Do you have a link to this supposed rumour...that the Raps and Nuggz are talkin trade that is?


And while Anthony is cleary more ready than Bosh, Bosh probably has just as much potential. So, it is conceivable that the Raps could deal the 4th pick(+) for the 3rd pick whether Denver fans like it or not.


----------



## Shadows (Jun 8, 2002)

> Originally posted by <b>djmyte</b>!
> Do you have a link to this supposed rumour...that the Raps and Nuggz are talkin trade that is?
> 
> 
> And while Anthony is cleary more ready than Bosh, Bosh probably has just as much potential. So, it is conceivable that the Raps could deal the 4th pick(+) for the 3rd pick whether Denver fans like it or not.


It was posted in the espn insider that Melo was apparently available.

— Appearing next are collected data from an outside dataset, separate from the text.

PR #27240, opened 2023-12-28
NEW: Automatically fill matching extra fields of object on line creation.

ionutfinta:
# NEW|New [*Automatically fill matching extra fields of object on line creation.*]
This modification allows to automatically fill the matching extra field of an object (product/service) when both the object and the form (for example, when adding the object to a propale or invoice) have a same-named extra-field.

### DIFF
--- a/htdocs/core/tpl/objectline_create.tpl.php
+++ b/htdocs/core/tpl/objectline_create.tpl.php
@@ -821,13 +821,13 @@ if (!empty($usemargins) && $user->hasRight('margins', 'creer')) {
 
 						// Set values for any fields in the form options_SOMETHING
 						for (var key in data.array_options) {
-						  if (data.array_options.hasOwnProperty(key)) {
-						    var field = jQuery("#" + key);
-							if(field.length > 0){
-						    	console.log("objectline_create.tpl set content of options_" + key);
-								field.val(data.array_options[key]);
+							if (data.array_options.hasOwnProperty(key)) {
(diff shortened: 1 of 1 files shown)


eldy:
Can you provide an example with a screenshot of what the PR do ?

ionutfinta:
Ok, let's say you have a color attribute on a service:

image

... and you have the same attribute in your proposal:

image

Then, when you add the service to your proposal, it will automatically fill the attributes that have the same name on both your product/service and proposal:
image

BlueGarm:
Hello, 
Is there anything I can do to make it work?
I installed a test version with the V20 but for me it doesn't work, but maybe I missed a parameter.
Thanks

ionutfinta:
Hello @BlueGarm

I just tested it on a fresh install of the V20 and it works.

There is no parameter to set, you just have to define the same attribute for the object (Product/Service) and in the propale lines attributes.

In my example, I created a custom attribute "color" on the service and the same attribute in the Propale lines, then the value of the field is automatically copied on add.

For fields of type "List selection", we don't see the selected item directly, but the value is still copied and you can see it when validating the line or when you try to select a value.
I did not test for fields of type check boxes or radio buttons, but I don't think it will work for these.

Check your javascript console for eventual errors and give us more details regarding your problem if you need further assistance.

BlueGarm:
Thanks, i do some supplementary tries and yes it's working but not with suppliers orders.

I would trade our #4, MOP and next years unprotected pick to Denver for Melo in a heartbeat.


----------



## traptor03 (May 13, 2003)

> Originally posted by <b>djmyte</b>!
> Do you have a link to this supposed rumour...that the Raps and Nuggz are talkin trade that is?
> 
> 
> And while Anthony is cleary more ready than Bosh, Bosh probably has just as much potential. So, it is conceivable that the Raps could deal the 4th pick(+) for the 3rd pick whether Denver fans like it or not.


Exactly... thank you......... and it was on the espn insider... there were other teams to mind you like the bulls were giving like jwillplus 7th pick the washington wizards were giving Kwame/10 and the Grizz gasol/13.......... but unfortuanatly you have to pay to read espninsider and it wont let u copy and paste.... but ya thats the rumor... but thanks for backing me up


----------



## SkywalkerAC (Sep 20, 2002)

> Originally posted by <b>Shadows</b>!
> 
> 
> It was posted in the espn insider that Melo was apparently available.
> ...


i'm not so sure...i have big plans for the lottery pick and bosh...and we owe the cavs a pick (protected). we're going to get detroyed if we don't bolster our frontcourt.


----------



## traptor03 (May 13, 2003)

> Originally posted by <b>SkywalkerAC</b>!
> 
> 
> i'm not so sure...i have big plans for the lottery pick and bosh...and we owe the cavs a pick (protected). we're going to get detroyed if we don't bolster our frontcourt.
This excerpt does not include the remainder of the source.